=== Records for the exercise ===

PR #665, opened 2026-05-18
feat(ci): add supply-chain hardening (scan workflow + Greptile rules)

tmchow:
## Summary

Adds layered PR-time defenses against the supply-chain attack shapes observed in four real-world incidents (March–May 2026): Axios, TanStack mini-Shai-Hulud, node-ipc, and BufferZoneCorp. Cross-repo mirror lands in [mvanhorn/cli-printing-press](https://github.com/mvanhorn/cli-printing-press) as mvanhorn/cli-printing-press/pull/1619

## What this PR does

Two layers, applied to every PR touching `.github/workflows/**`, `library/**/go.mod`, or `npm/package.json`:

1. **`verify-supply-chain.yml`** — deterministic Python scan at `.github/scripts/verify-supply-chain/scan.py` (with `signals.py` pattern catalog and `scan_test.py` covering 41 unit + integration tests). Hard-fails on block-tier signals:
   - `pull_request_target` workflow that checks out PR head ref (TanStack OIDC theft)
   - `id-token: write` outside `npm-publish.yml` allowlist
   - New `replace` directive in `library/**/go.mod` pointing at a remote URL (BufferZoneCorp)
   - `GOPROXY` / `GOFLAGS` / `GONOSUMCHECK` overrides in workflow env
   - `postinstall` / `preinstall` / `prepare` added to `npm/package.json` (Axios)
   - `module` directive drift on an existing CLI's `go.mod` (catalog variant of BufferZoneCorp)
   - Local-path `replace` directives emit **advisory** notices only — `library/food-and-dining/ordertogo/go.mod` has three legitimate ones; the diff-aware scan only flags newly-added ones.

2. **Seven new `greptile.json` rules** covering the same signals plus a judgment-only rule for Go-source credential-path reads in `library/**/internal/**/*.go` and `library/**/cmd/**/*.go` (catches the node-ipc shape when a CLI's purpose doesn't explain the read).

Plan: [docs/plans/2026-05-17-001-feat-supply-chain-hardening-plan.html](docs/plans/2026-05-17-001-feat-supply-chain-hardening-plan.html)
Rationale & primary sources: [docs/solutions/security/2026-05-supply-chain-hardening.md](docs/solutions/security/2026-05-supply-chain-hardening.md)
AGENTS.md addition under "Supply-chain hardening" (after the existing Greptile section).

## Current state audit

Performed against fresh `origin/main` as of 2026-05-17:

- ✅ Only `pull_request_target` workflow in repo (`greptile-policy-gate.yml`) is safe — API calls only, no checkout of PR head, no `id-token`.
- ✅ `id-token: write` grants only in `npm-publish.yml` (the OIDC Trusted Publishing allowlist).
- ✅ No `GOPROXY` / `GOFLAGS` / `GONOSUMCHECK` overrides in any workflow.
- ✅ Existing `replace` directives in `library/food-and-dining/ordertogo/go.mod` are all local vendoring (`./third_party/...`) — these are advisory, not blocking, and the scan is diff-aware so they don't trip on unrelated PRs.
- ✅ Every spot-checked `library/**/go.mod` uses canonical `module github.com/mvanhorn/printing-press-library/library/<cat>/<slug>`.

All new rules are forward-looking gates; no existing code needs to change for them to clear.

## Rollout posture

This workflow runs **informationally** on landing — see plan KD7. After a one-week green window with no false-positive miscalibration on real PRs, promote to a required check via branch protection.

## Test plan

- [x] 41 unit + integration tests pass: `cd .github/scripts/verify-supply-chain && python3 -m unittest scan_test`
- [x] Scan against `origin/main` produces zero findings (no regression on existing tree)
- [x] All four motivating attack shapes are covered by test fixtures (TanStack, Axios, BufferZoneCorp remote+local, node-ipc-class credential reads)
- [ ] Sandbox PR with each attack shape produces the expected red workflow + Greptile P0 — to be exercised in the one-week informational window before promoting to required check.

## Linked work

- Cross-repo mirror: PR B at [mvanhorn/cli-printing-press#1619](https://github.com/mvanhorn/cli-printing-press/pull/1619).
- Primary sources cited in the solutions doc: Datadog ([Axios](https://securitylabs.datadoghq.com/articles/axios-npm-supply-chain-compromise/)), Socket.dev ([TanStack](https://socket.dev/blog/tanstack-npm-packages-compromised-mini-shai-hulud-supply-chain-attack)), Microsoft ([Axios mitigation](https://www.microsoft.com/en-us/security/blog/2026/04/01/mitigating-the-axios-npm-supply-chain-compromise/)), The Hacker News ([BufferZoneCorp](https://thehackernews.com/2026/05/poisoned-ruby-gems-and-go-modules.html), [TanStack at OpenAI](https://thehackernews.com/2026/05/tanstack-supply-chain-attack-hits-two.html)), Security Arsenal ([BufferZoneCorp deep dive](https://securityarsenal.com/blog/bufferzonecorp-supply-chain-attack-poisoned-ruby-and-go-modules-targeting-ci-pipelines)).

### DIFF
--- a/.github/scripts/verify-supply-chain/scan.py
+++ b/.github/scripts/verify-supply-chain/scan.py
@@ -48,8 +48,14 @@ def git_show(ref: str, path: str) -> str | None:
     return result.stdout if result.returncode == 0 else None
 
 
-def changed_files(base_ref: str, head_ref: str) -> list[tuple[str, str]]:
-    """Return [(status, path)] for files touched between base and head."""
+def changed_files(base_ref: str, head_ref: str) -> list[tuple[str, str, str | None]]:
+    """Return [(status, path, old_path)] for files touched between base and head.
+
+    old_path is non-None only for renames and copies (status R/C); the signal
+    layer uses it to fetch the file's pre-rename content from base, so that
+    e.g. R6 module-path drift can detect renames whose new module string also
+    starts with the canonical prefix.
+    """
     result = run_git(["diff", "--name-status", "-z", f"{base_ref}...{head_ref}"])
     if result.returncode != 0:
         print(result.stderr, file=sys.stderr)
@@ -59,7 +65,7 @@ def changed_files(base_ref: str, head_ref: str) -> list[tuple[str, str]]:
     if fields and fields[-1] == "":
         fields.pop()
 
-    entries: list[tuple[str, str]] = []
+    entries: list[tuple[str, str, str | None]] = []
     i = 0
     while i < len(fields):
         status = fields[i]
@@ -67,15 +73,14 @@ def changed_files(base_ref: str, head_ref: str) -> list[tuple[str, str]]:
         if not status:
             continue
         if status.startswith(("R", "C")):
-            # rename or copy: status, old_path, new_path
-            _ = fields[i]  # old path
+            old_path = fields[i]
             new_path = fields[i + 1]
             i += 2
-            entries.append((status[0], new_path))
+            entries.append((status[0], new_path, old_path))
         else:
             path = fields[i]
             i += 1
-            entries.append((status, path))
+            entries.append((status, path, None))
     return entries
 
 
@@ -151,8 +156,14 @@ def emit_annotation(f: signals.Finding) -> None:
 # ---------------------------------------------------------------------------
 
 
-def build_change(base_ref: str, head_ref: str, status: str, path: str) -> signals.FileChange:
-    base_content = None if status == "A" else git_show(base_ref, path)
+def build_change(
+    base_ref: str, head_ref: str, status: str, path: str, old_path: str | None
+) -> signals.FileChange:
+    # For renames/copies, the file's prior version lives at old_path on base.
+    # Treating it as a true rename (rather than "new file at new_path") lets
+    # signals like R6 compare base_module against head_module across the rename.
+    base_lookup_path = old_path if old_path else path
+    base_content = None if status == "A" else git_show(base_ref, base_lookup_path)
     head_content = None if status == "D" else git_show(head_ref, path)
     diff_added = added_lines(base_ref, head_ref, path) if head_content is not None else []
     return signals.FileChange(
@@ -165,10 +176,10 @@ def build_change(base_ref: str, head_ref: str, status: str, path: str) -> signal
 
 def scan(base_ref: str, head_ref: str, strict: bool) -> list[signals.Finding]:
     findings: list[signals.Finding] = []
-    for status, path in changed_files(base_ref, head_ref):
+    for status, path, old_path in changed_files(base_ref, head_ref):
         if not is_scoped(path):
             continue
-        change = build_change(base_ref, head_ref, status, path)
+        change = build_change(base_ref, head_ref, status, path, old_path)
         for finding in signals.run_signals(change):
             if strict and finding.severity == "advise":
                 finding = signals.Finding(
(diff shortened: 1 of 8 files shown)


tmchow:
Both findings addressed in [commit cf99c…](https://github.com/mvanhorn/printing-press-library/commit/HEAD) (will update with hash after Greptile re-runs):

**1. go.mod block-form `replace ( ... )` evasion** — fixed. `signal_gomod_replace` now parses block ranges from head_content via `_replace_block_ranges()` and matches body lines inside any block against `_REPLACE_BLOCK_BODY` (the keyword-less body form). Same remote-vs-local tiering applies. Four new tests cover: remote target inside block, local target inside block, three mixed entries in one block, and a guard that `=>` arrows outside any block don't false-positive on comments. 45 tests pass (was 41).

**2. Scanner self-bypass via head checkout** — fixed. Workflow now checks out the **base** branch from the **base** repo, then fetches the PR head SHA as a detached ref and passes it to `scan.py` via `--head-ref`. The scan.py executing the gate is the trusted base version; a PR can't weaken it to mask its own payload. This was forward-looking (currently informational) but addresses the concern before required-check promotion.

Thanks for both — the block-form one was a genuine evasion path that would have shipped silently. Greptile should re-review on the next push.

tmchow:
Addressed both findings from the second review pass:

**1. R1 flow-sequence trigger form** — fixed. Added `_PR_TARGET_TRIGGER_FLOW` to match `on: [pull_request_target, push]` and the reverse ordering. Unified via `_has_pr_target_trigger()`. Two new tests cover both orderings.

**2. R1/R2/R4 full-content scans** — fixed via a shared `_lines_to_scan()` helper:
   - new files (base absent) → all head lines are "new" and scanned (so a fresh workflow with an attack shape still trips)
   - existing files → only `added_lines` (so a pre-existing pattern unrelated to the PR can't be re-flagged)

R3 (gomod_replace), R5 (npm lifecycle), R6 (module-path) were already diff-aware via different paths. Five new tests cover the diff-aware behavior: pre-existing patterns unchanged → no fire; freshly-added patterns → still fire.

53 tests pass (was 45). Same fixes mirrored to [mvanhorn/cli-printing-press#1619](https://github.com/mvanhorn/cli-printing-press/pull/1619).

Greptile should re-review on the new HEAD.

tmchow:
@greptileai review

tmchow:
Both findings addressed:

**1. R6 within-canonical-prefix rename gap** — fixed. The blind spot was that a rename like `library/payments/kalshi` → `library/payments/kalshi-evil` (both under the canonical prefix) passed R6 silently. Now `scan.py`'s `changed_files()` also returns the pre-rename `old_path`, and `build_change()` fetches `base_content` from `old_path` for renames/copies. R6 sees the diff across the rename and flags ANY module-directive change on an existing CLI — outside-canonical drift keeps the `module_path_drift_on_existing_cli` signal, within-canonical rename gets the new `module_path_rename_on_existing_cli`. Greptile R6 rule prose updated to match. Two new tests (unit + end-to-end via `git mv`).

**2. `go.sum` + `npm/package-lock.json` in path filter** — fixed. Both removed from the trigger list. `is_scoped()` in `scan.py` routes only `.yml/.yaml`, `library/**/go.mod`, and `npm/package.json`, so the lockfiles only ever produced no-op runs on `go mod tidy` / `npm install` commits. No coverage lost.

55 tests pass (was 53).

tmchow:
@greptileai review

===

▶ _Work required_
From the very first line of the data through the line with "flags newly-added ones." in it, please reproduce each line exactly and output nothing more.

▶ _Response for this exercise_
PR #665, opened 2026-05-18
feat(ci): add supply-chain hardening (scan workflow + Greptile rules)

tmchow:
## Summary

Adds layered PR-time defenses against the supply-chain attack shapes observed in four real-world incidents (March–May 2026): Axios, TanStack mini-Shai-Hulud, node-ipc, and BufferZoneCorp. Cross-repo mirror lands in [mvanhorn/cli-printing-press](https://github.com/mvanhorn/cli-printing-press) as mvanhorn/cli-printing-press/pull/1619

## What this PR does

Two layers, applied to every PR touching `.github/workflows/**`, `library/**/go.mod`, or `npm/package.json`:

1. **`verify-supply-chain.yml`** — deterministic Python scan at `.github/scripts/verify-supply-chain/scan.py` (with `signals.py` pattern catalog and `scan_test.py` covering 41 unit + integration tests). Hard-fails on block-tier signals:
   - `pull_request_target` workflow that checks out PR head ref (TanStack OIDC theft)
   - `id-token: write` outside `npm-publish.yml` allowlist
   - New `replace` directive in `library/**/go.mod` pointing at a remote URL (BufferZoneCorp)
   - `GOPROXY` / `GOFLAGS` / `GONOSUMCHECK` overrides in workflow env
   - `postinstall` / `preinstall` / `prepare` added to `npm/package.json` (Axios)
   - `module` directive drift on an existing CLI's `go.mod` (catalog variant of BufferZoneCorp)
   - Local-path `replace` directives emit **advisory** notices only — `library/food-and-dining/ordertogo/go.mod` has three legitimate ones; the diff-aware scan only flags newly-added ones.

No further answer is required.